Dollar Maintains Upper Hand Over Euro on Safe-Haven Flows

In the short term, EURUSD reflects the divergence in policy cycles and the relative resilience of the U.S. economy, which continues to tilt the balance in favor of the USD. The market is not focused solely on current interest rate levels, but rather on expectations for rates over the next 3–6 months. At this point, the USD still holds a clearer advantage over the EUR.
The USD remains strong in the near term because the Fed has not yet been forced to ease policy rapidly, while the ECB is constrained by growth considerations. In the U.S., headline inflation is holding around 2.7% y/y, while core inflation remains near 2.6% y/y, indicating that underlying price pressures have not cooled sufficiently for the Fed to pivot early.
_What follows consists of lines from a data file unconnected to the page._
PR #531, opened 2020-06-12
Update to Bazel 3.2.0; Update all Bazel dependencies

evanj:
This updates basically all the tools used to develop distroless to
the latest versions. This doesn't seem to change anything, but some
of these things were quite old. Some notable changes:

* We don't seem to need --host_force_python=PY2 unless the build
  environment has a broken version of Python3. Using the default
  (which I think is Python3 in recent versions of Bazel) seems to
  work. We should be using that now, since Python2 is now deprecated.

* Run CI on Ubuntu 18.04 instead of 14.04. This is a fairly recent
  LTS release.


.travis.yml
```diff
@@ -1,5 +1,5 @@
 # trusty beta image has jdk8, gcc4.8.4
```
chanseokoh, line 1:
```suggestion
```

evanj: I'll merge this change in a moment; I am still fixing some minor errors in this.

evanj:
Sorry for the noise on this, this is now ready to go. It took me a few passes through Travis to get all the things fixed (partly because I was hoping to avoid the slow bazel test //... on my machine ... which ironically just slowed me down MORE)

evanj:
> Yeah, Python tests (2 and 3) always take the most time. But I haven't bothered to figure out why.

Last I looked: they run a TON of commands in the container, and some combination of Bazel/Docker/the container structure test tool takes FOREVER to start/tear down the container each time. This would be substantially faster if we rewrote it so it started the container ONCE, then run a bunch of separate commands. I made this worse because as I found issues with Debian10, I added MORE command tests to those targets ... oops.

PR #532, opened 2020-06-12
Use supported Bazel 3.2.0 image in cloudbuild.yaml

chanseokoh:
@evanj gcr.io/cloud-builders/bazel cached on GCB wasn't even 2.2.0, so it was already broken after #529.

And it seems like they want to deprecate `gcr.io/cloud-builders/bazel`.
```
$ docker run --rm -it gcr.io/cloud-builders/bazel

                   ***** NOTICE *****

A supported `bazel` image, including multiple tagged versions,
is available at
http://gcr.io/cloud-marketplace-containers/google/bazel.

                ***** END OF NOTICE *****
```

### DIFF
--- a/cloudbuild.yaml
+++ b/cloudbuild.yaml
@@ -2,7 +2,7 @@ timeout: 1800s
 steps:
 
 # Publishing base, cc, and static as latest is handled in a separate release process
-- name: gcr.io/cloud-builders/bazel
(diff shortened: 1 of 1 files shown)


evanj:
Oh man thanks for tracking this down and sorry for causing this!

PR #535, opened 2020-06-14
Fix slow Python tests

### LINKED ISSUE #534: Python tests taking too much time, often causing TIMEOUT on Travis builds
> Yeah, Python tests (2 and 3) always take the most time. But I haven't bothered to figure out why.

Last I looked: they run a TON of commands in the container, and some combination of Bazel/Docker/the container structure test tool takes FOREVER to start/tear down the container each time. This would be substantially faster if we rewrote it so it started the container ONCE, then run a bunch of separate commands. I made this worse because as I found issues with Debian10, I added MORE command tests to those targets ... oops.

_Originally posted by @evanj in https://github.com/GoogleContainerTools/distroless/pull/531#issuecomment-643453887_

chanseokoh:
Fixes #534.

It is now super fast.


chanseokoh:
Closing in favor of #536.

PR #536, opened 2020-06-15
python: Make tests faster: Import modules in a single container

evanj:
The previous version of the test imported a number of standard
library modules in seperate tests. This imports all the modules
in a single container. This is much faster.

Before:

    //experimental/python3:python3_debian10_test  PASSED in 306.6s

After:

    //experimental/python3:python3_debian10_test  PASSED in 14.8s

I also checked that this seems to find all the package errors.
I removed a few packages from BUILD and the expected test failed.
E.g. removed libbz2 makes "import bz2" fail.

This fixes:
https://github.com/GoogleContainerTools/distroless/issues/534

It is an alternative to:
https://github.com/GoogleContainerTools/distroless/pull/535


experimental/python2.7/testdata/python27.yaml
```diff
@@ -23,588 +23,48 @@ commandTests:
...
+        def onerror(failed_module_name):
+          # ignore any errors from modules we are explicitly skipping (e.g. tkinter)
+          if failed_module_name in skip_modules:
+            return
+          raise Exception('failed to import module: {}'.format(repr(failed_module_name)))
+
+        for module_info in pkgutil.walk_packages(onerror=onerror):
+          # TODO: use module_info.name when Debian9 support is dropped
+          module_name = module_info[1]
+          # idlelib on Python3.5 depends on tkinter which is not installed by default
```
chanseokoh, line 59: There's no mention of `idlelib` in the following condition.

experimental/python2.7/testdata/python27.yaml
```diff
@@ -23,588 +23,48 @@ commandTests:
...
+          if module_name in skip_modules or module_name.endswith('.__main__'):
```
chanseokoh, line 60: If we are ignoring an import error in `def onerror` for `skip_modules`, why do we exclude `skip_modules` here? (I just would like to remove any unnecessary code.)

experimental/python2.7/testdata/python27.yaml
```diff
@@ -23,588 +23,48 @@ commandTests:
...
+            continue
+
+          try:
+            __import__(module_name)
+          except ImportError as e:
+            # ignore tkinter import errors: there are so many
+            if 'No module named _tkinter' in str(e):
```
chanseokoh, line 67: Can this not be in `skip_modules` or handled in `onerror()`?

experimental/python3/testdata/python3.yaml
```diff
@@ -29,576 +29,51 @@ commandTests:
...
+          # ignore any errors from modules we are explicitly skipping (e.g. tkinter)
+          if failed_module_name in skip_modules:
+            return
+          raise Exception('failed to import module: {}'.format(repr(failed_module_name)))
+
+        for module_info in pkgutil.walk_packages(onerror=onerror):
+          # TODO: use module_info.name when Debian9 support is dropped
+          module_name = module_info[1]
+          # idlelib on Python3.5 depends on tkinter which is not installed by default
+          if module_name in skip_modules or module_name.endswith('.__main__') or module_name.startswith('idlelib.'):
```
chanseokoh, line 75: ditto. Check `skip_modules` only in either `onerror()` or here?

experimental/python2.7/testdata/python27.yaml
evanj: That was a stray comment from a previous approach. Removed (this was replace with the tkinter catch below). I edited the tkinter comment.

experimental/python2.7/testdata/python27.yaml
evanj: Great suggestion! This is actually the "ignore modules" thing we need to keep. The other one, in the error handler, can go away. I think the difference may be that walk_packages needs to import *packages*, which I guess is what Python calls modules that contain other modules? walk_packages does not actually import the modules themselves.

I did remove the check, and I renamed and shuffled things around a bit, thanks to this suggestion.

evanj: Ah, I spoke a bit too soon: On Python3, this error triggers for `tkinter`; on Python2.7, it does not. My intention was to make these tests as similar as possible. However, it turns out getting this to run with 4 different versions of Python is a bit tricky. I've simplified this for Python2, but Python3 still needs a bit of a gross hack.

experimental/python2.7/testdata/python27.yaml
evanj: See my previous comment: walk_packages does not actually import everything. It only imports "packages", so we need the error handler in two places effectively.

experimental/python2.7/testdata/python27.yaml
chanseokoh: Thanks for the explanation. I think we don't have to make these as similar as possible. It seems like Python 2 is really dead by now, so I'd prefer having simpler code for Python 3, if that's possible.

evanj:
Sorry for the delay. I just submitted a patch with some suggested improvements. Thanks as always for the helpful review!

PR #1031, opened 2024-08-14
fix issue with flexbox container overflow in upload wizard

mauromiguelm:
**Reason:**

While fillRow is based on flexbox, it is based on bootstrap 3 which caused a conflict and incorrect fillign behavior:

**problem:**
image

**old code snippet from tree:**
image

Replacing to the new bootstrap 5 the fill item is correctly assigned to the container item and it fills the space properly.

**solution:**
image

**code after fix:**
image


ivokwee:
Nice

PR #1045, opened 2024-08-20
fix: color ALL significative genes

ESCRI11:
## Description
Not converting the thresholds to class numeric was causing some detection issues

### Before (example-data)
image

### After (example-data)
image


ivokwee:
wow. I would not have expected such behavior... what type was is then? weirdness of R...

PR #1059, opened 2024-08-27
Fix issues with subsetting and NA values in gene sets affecting features not mapped to symbol

mauromiguelm:
This pull request addresses several issues related to subsetting and NA values in gene sets. NAs in the subset of rnaX caused the entire enrichment module to crash.


ESCRI11:
Tested - works good with metabolics + other datasets I have

ESCRI11 (approved):

PR #1061, opened 2024-08-27
feat: metabolite defaults for testgeneset

ESCRI11:
## Description
The defaults for GeneSet/Test geneset were gene names. Updated the defaults when metabolomics dataset is loaded to reflect ChEBI ID's. Also added some default examples: glycolisis, citric acid cycle and urea cycle.

image


ESCRI11:
@mauromiguelm Can you test this with a non-human dataset?

mauromiguelm (changes requested):
great improvement!
feedback:
- some metabolites are not being colored when significant
image

- enrichment has an error
image
- I dont know what this plot does, but weird
image

ESCRI11:
@mauromiguelm Thank you for the feedback, the plot has been fixed on commit [801c367](https://github.com/bigomics/omicsplayground/pull/1061/commits/801c3674b054cbb9fb177fed5995be7bc5cb5e5d).

Regarding the last issue you point out, I have taken a look and I am guessing it has to do with not a single "geneset" being significant, since this pvalue correction https://github.com/bigomics/omicsplayground/blob/master/components/board.signature/R/signature_server.R#L293 makes them all 1, before they are 0.7/0.8 -- no significative values at all.

I am not sure how to test my hypothesis.

PR #1063, opened 2024-08-28
feat: updated plotmodule cards

ESCRI11:
## Description
Make use of different `bslib` functions to build the plot card. This ensures that the plot displayed is properly height adjusted when using cards; before that was not the case, the height had to be statically set, which led to problems with different screen sizes, now the plot automatically uses the whole card space.

### Before
image

### After
image


ESCRI11:
Wait for merge, found an issue with the download button

ESCRI11:
Ok now it is fixed

mauromiguelm (approved):
really well spotted, it also fixes the missing "labels" for features that are not significant.

PR #1066, opened 2024-08-29
Feat: download tables as excel or csv

### LINKED ISSUE #1065: Download tables as `*.xlsx`
From client feedback: Would be useful to be able to download tables directly as `*.xlsx` instead of `*.csv`.

ESCRI11:
This closes #1065 

From client feedback: Would be useful to be able to download tables directly as `*.xlsx `instead of `*.csv`. 

For that, I have added a switch to select the format to download.

image

### DIFF
--- a/DESCRIPTION
+++ b/DESCRIPTION
@@ -40,6 +40,7 @@ Imports:
     magrittr,
     markdown,
     miniUI,
+    openxlsx,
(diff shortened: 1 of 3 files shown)


ESCRI11:
Also added the option to the Plot Module 
image

Issue #1014, opened 2024-08-08
Error in updateDatasetFolder: attempt to set 'colnames' on an object with less than two dimensions


mauromiguelm:
dataset: 730e1c337

This is a critical system maintained by @ivokwee so I am tagging you Ivo.

```r
[updateDatasetFolder] missing sigdb. Creating new sigdb file.
WARNING:: SD is constant. Skipping SD reduction...
calculating PCA 2D/3D...
Error in `colnames<-`(`*tmp*`, value = paste0("PC-", c("x", "y"))) : 
  attempt to set 'colnames' on an object with less than two dimensions
Calls: <Anonymous> ... pgx.clusterBigMatrix -> pgx.clusterMatrix -> colnames<-
```

ivokwee:
dataset 730e1c337 computes successfully on Omics Playground v3.5.0-beta10+fix-1014240906

updateDatasetFolder finishes succesfully:
![image](https://github.com/user-attachments/assets/449dc81c-2491-4b90-b3ef-ee4396d568a1)


I suspect probable cause in clusterMatrix is matrix is constant or has NA. Perhaps when zero probes are not filtered out? I will test more.

ivokwee:
I have tested pgx.clusterMatrix with matrix completely zero. Same "SD constant warning" but could not replicate crash in colnames. Closing this issue.

![image](https://github.com/user-attachments/assets/3aa0104f-773f-4b2a-a21b-1c33c4f6d69f)

PR #1080, opened 2024-09-06
fix detect_task error #1014

ivokwee:
fixes issue #1014 . return value of detect task is not NULL but NA. Adding more error detection statement.


ivokwee:
Sorry. Upload of params.RData was solved above. Actual bug in updateDatasetFolder still to be confirmed and solved.

Issue #1081, opened 2024-09-06
`Settings` cog container dissapears if click happens *inside* the container; should only dissapear by outside click


mauromiguelm:
` stopPropagation` if click is inside container is missing somewhere :
https://github.com/user-attachments/assets/14481a75-b693-48f6-9df6-74b8799c3ee8

PR #1082, opened 2024-09-06
Update labeltype logic and UI controls

mauromiguelm:
requires fix https://github.com/bigomics/omicsplayground/issues/1081

Genomics datasets can be visualized with symbol.

Metabolomics datasets have to be visualized with metabolites names, as all symbols are numeric.

This PR implements a global label change between feature, symbol and name.

- Adding a global labeltype variable that is initialized when PGX is loaded.

- Applying the same solution to the clustering board.

- Fixing an issue where the playbase::ggVolcano plot was not showing correct labels for metabolomics.

- Moving the labeltype logic to trigger at every dataset change.

- Removing the labeltype selector for the clustering splitmap globally.

- Adding a global UI control in the settings kog wheel.

These changes improve the flexibility and functionality of the labeltype feature in the codebase for different data type requirements.


ivokwee:
Not sure about this. I understand to try to centralize labeltype a bit because it is used in many plots, but putting it in the cog wheel I find the selection is too "far" from the plots. Trying to find the option in the cog wheel seems to "far". Also it seems not consistent because some plots (like 'Top correlation' barplot in DataView) do not change when selecting global labeltype.

mauromiguelm:
> Not sure about this. I understand to try to centralize labeltype a bit because it is used in many plots, but putting it in the cog wheel I find the selection is too "far" from the plots. Trying to find the option in the cog wheel seems to "far". Also it seems not consistent because some plots (like 'Top correlation' barplot in DataView) do not change when selecting global labeltype.

one option is to place in all or all relevant sidebar settings, but it will take space and some boards (clustering) is already cluterred with settings..

I find it matches nice with the plot legends, but open to ideas

mauromiguelm:
**top correlation:** I tried but the labels become too big. You can hover over and see the gene title.

**gene selector:** I now updated the gene selector, so you can search for metabolite names.

image

ESCRI11 (approved):

PR #1087, opened 2024-09-09
fix grey dots due to incomplete selection

ivokwee:
fix grey dots in volcano due to incomplete selection when multiple features map to same symbols.

Before:
image

After (using PTM data):
image


ivokwee:
Note: I guess lots of confusion because naming of variables do not reflect whether we mean gene symbol, feature, or gene title. we (still) use sel.genes if now it should be sel.features, 'names' is ambigious to mean gene name or gene title. Would be good to clean up.

PR #1092, opened 2024-09-10
Fix #1083: Nodes in GO graph cannot be moved anymore

### LINKED ISSUE #1083: Nodes in GO graph cannot be moved anymore
Nodes in GO graph cannot be moved anymore (v3.5.0-beta10). Previously we could drag the nodes to change the layout, specially in case the node labels overlap. Dragging seems not working anymore. Tested both small and big plot.

ESCRI11:
This closes #1083 

## Description
It seems that for visnetwork to properly work, it has to be somehow initialized before loading the data+modules. Probably it has to do with some JS initialization not happening.

A little bit confusing solution nevertheless.

### DIFF
--- a/components/app/R/ui.R
+++ b/components/app/R/ui.R
@@ -37,7 +37,6 @@ app_ui <- function(x) {
     #-------------------------------------------------------
     ## Build USERMENU
     #-------------------------------------------------------
-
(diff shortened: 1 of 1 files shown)


ivokwee:
OK. works.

Notably, housing costs are still rising above 3% y/y, highlighting persistent services inflation. At the same time, the U.S. labor market remains relatively stable, with the unemployment rate around 4.4% and average hourly earnings growing close to 3.8% y/y – levels that are sufficient to sustain domestic demand. This backdrop allows the Fed to remain more patient rather than rushing into early rate cuts in 2026. The prospect of higher-for-longer yields relative to the rest of the G10 alone continues to provide an important anchor for the USD.
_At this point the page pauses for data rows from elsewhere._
Issue #1052, opened 2024-08-26
Similar experiments: cache results and offline compute


mauromiguelm:
similar experiments sometimes contain many datasets (GEO and certain clients), which causes the computation to take minutes.

We should try to compute these offline, and if possible cache the results, as switching between the same databases causes recomputation multiple times (no caching).

PR #1097, opened 2024-09-12
save connectivity results of USER sigdb to avoid recomputation

ivokwee:
This addresses issue #1052 and saves the results of the USER sigdb connectivity computation into the pgx object to avoid computation each time. 

Code should also detect if computation object should be recomputed if USER folder has new files. Please note: saving the connectivity results into the pgx will alter the original file and therefore the time stamp.

Needs latest updated playbase with modified pgx.load() and pgx.save(). They record the original filename in the pgx object as pgx$filename so the pgx can be saved to the original file location.

### DIFF
--- a/components/board.connectivity/R/connectivity_server.R
+++ b/components/board.connectivity/R/connectivity_server.R
@@ -227,6 +227,9 @@ ConnectivityBoard <- function(
           check.sigdb = TRUE,
           verbose = FALSE
         )
+        
+        dbg("[compute_connectivity] need_update = ", need_update)
+        dbg("[compute_connectivity] names(pgx$connectivity) = ", names(pgx$connectivity))        
 
         if (need_update || !file.exists(sigdb.file)) {
           pgx.showSmallModal("Updating your signature database<br>Please wait...")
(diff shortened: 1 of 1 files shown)


mauromiguelm (approved):

mauromiguelm (changes requested):
at least in my computer, need_update always returns true

```r
need_update <- playbase::pgxinfo.needUpdate(
        pgxdir,
        check.sigdb = TRUE,
        verbose = FALSE
)
```

which causes re-computation when the board is re-loaded for the same dataset

```r
Browse[1]> need_update
[1] TRUE
Browse[1]> !file.exists(sigdb.file)
[1] FALSE
Browse[1]> need_update || !file.exists(sigdb.file)
[1] TRUE
```

ivokwee:
What do you mean with "invalid pgx", some slots missing because of incomplete calculation?

ivokwee:
Mine 'needUpdate' give false but I think all my pgx are 'valid'
image

mauromiguelm:
> What do you mean with "invalid pgx", some slots missing because of incomplete calculation?

the ones that do not pass https://github.com/bigomics/playbase/blob/f8acc95e6b1374d21ad3d9ad45ee76e386450d03/R/pgx-init.R#L48-L54
We could have a check before incorporating pgx into datasetInfo folder, so the ones not passing tests above will not be included and not trigger recomputation.. but thats an edge case probably

ivokwee:
OK. merging. Invalid PGX should not happen. this is a separate problem.

PR #1098, opened 2024-09-13
fix: add i18n to dev boards

ESCRI11:
## Description
Fix for the snapshots so we can use them again. i18n was missing on the dev boards for it to work again.


mauromiguelm (approved):
Good but we have quite a few snaps with problems, some examples
dataview_Counts table
intersection_Pairwise scatter

connectivity_FC correlation

ESCRI11:
> Good but we have quite a few snaps with problems, some examples

Great, now time to work on them and move forward with testing!

PR #621, opened 2025-05-06
Scix 569 uat autocomplete

shinyichen:


src/components/SearchBar/SearchInput.tsx
```diff
@@ -58,11 +61,33 @@ export const SearchInput = forwardRef<ISearchInputProps, 'input'>((props, ref) =
...
+      // convert to typeahead options and dispatch
+      const options = uatSearchTermData.uatTerms.map((r, i) => {
+        return {
+          value: `"${r.name}"`,
+          label: r.name,
+          desc: [r.name, ...(r.altNames || [])].join(', '),
+          id: i,
+          match: [] as string[],
+        } as TypeaheadOption;
+      });
```
thostetler, line 81: I wonder if this could be rolled into the API response so it gets cached, since you have to do it at some point, this would allow you to skip it for subsequent requests.

src/api/uat/uat.ts
```diff
@@ -0,0 +1,32 @@
...
+    ...options,
+  });
+};
+
+export const fetchUATTerms: QueryFunction<IUATTermsSearchReponse> = async ({ meta }) => {
+  const { params } = meta as { params: IATTermsSearchParams };
+
+  try {
+    const { data } = await axios.get(`/api/uat/${params.term}`);
+    return data;
```
thostetler, line 28: I'm wondering if you should convert to your TypeAhead items here since you'll need it in that format.

src/api/uat/uat.ts
```diff
@@ -0,0 +1,32 @@
...
+  } catch {
+    return { error: 'error fetching UAT terms' };
```
thostetler, line 30: Since it doesn't throw, does this properly act like an error to react-query?

src/api/uat/uat.ts
```diff
@@ -0,0 +1,32 @@
...
+}
+
+export const uatSearchKeys = {
+  term: (term: string) => [UATSearchKeys.TERM, term] as const,
+};
+
+export const useUATTermsSearch: ADSQuery<IATTermsSearchParams, IUATTermsSearchReponse> = (params, options) => {
+  return useQuery({
+    queryKey: uatSearchKeys.term(params.term),
+    queryFn: fetchUATTerms,
```
thostetler, line 17: I think we should set a cache time of around 30s so it doesn't fill up the cache for too long.  Probably the main case for caching is for a user who is editing a query (i.e. "s" -> "su" -> "sum" -> "su" -> "sun")

thostetler (approved):
Nice work on this! I think it works pretty well and you got the caching/debouncing working :)

I am wondering about the bloat in the searchInput file though, we should look into refactoring this some.  It's a few hundred lines long now.  We can try to do a refactoring pass at some point soon.

src/components/SearchBar/SearchInput.tsx
shinyichen: Initially I was doing just what you described. After thinking a bit more, I felt the API should not return something so specific, maybe later on it can be used in other components.

src/api/uat/uat.ts
shinyichen: I need to remove it, I followed your code for Bibstem, Bibstem catches error here for something else.

src/api/uat/uat.ts
shinyichen: 👌

src/api/uat/uat.ts
shinyichen: 👍

PR #626, opened 2025-06-11
use default sort order

shinyichen:
When user changes sort order, the default direction is used.
* Author count and first author, use asc
* Everything else, use desc

https://github.com/user-attachments/assets/155e33e5-4570-414f-9e09-8d13067b80e5


thostetler (commented):
:+1:

PR #629, opened 2025-06-20
Add banner for system wide message

shinyichen:
* If user is authenticated, use user data for last dismissed message
* Otherwise, use local storage

https://github.com/user-attachments/assets/533980bf-ee35-482c-a315-37aad0a025e7


thostetler (approved):
Changes LGTM

PR #632, opened 2025-07-03
Scix 590/search input defaults to when navigation to results page

thostetler:
Fixes the *:* issue when navigating between pages
Also implements SCIX-584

Meanwhile, the Eurozone is entering a phase in which growth has become the primary constraint on monetary policy. Recent data suggest that the recovery remains weak and uneven, with Eurozone GDP growing at below 1% y/y, reflecting fragile domestic demand and high sensitivity to financing conditions. Although headline inflation has eased back toward 2%, core inflation is still around 2.3%, and this improvement is occurring alongside subdued growth, making it difficult for the ECB to maintain a restrictive stance for an extended period. As a result, even if the ECB does not signal an overtly dovish shift, markets still have reason to expect that its easing cycle will begin earlier, or at least proceed faster, than that of the Fed, leaving the EUR less attractive from a yield perspective and at a disadvantage in attracting short-term capital flows.
During periods when markets are particularly sensitive to data, or when geopolitical uncertainty and financial risks remain elevated, the USD is typically favored due to its liquidity and reserve-currency status. Trade-related risks, including the possibility of the U.S. imposing tariffs on EU goods, can further reinforce defensive market sentiment. In such an environment, the USD tends to benefit as a safe haven, while the EUR faces additional pressure given the Eurozone’s already fragile growth outlook. This dynamic creates a persistent psychological headwind for EURUSD: even in the absence of a major shock, the USD is more easily accumulated during defensive phases, whereas the EUR requires a clear catalyst to gain traction.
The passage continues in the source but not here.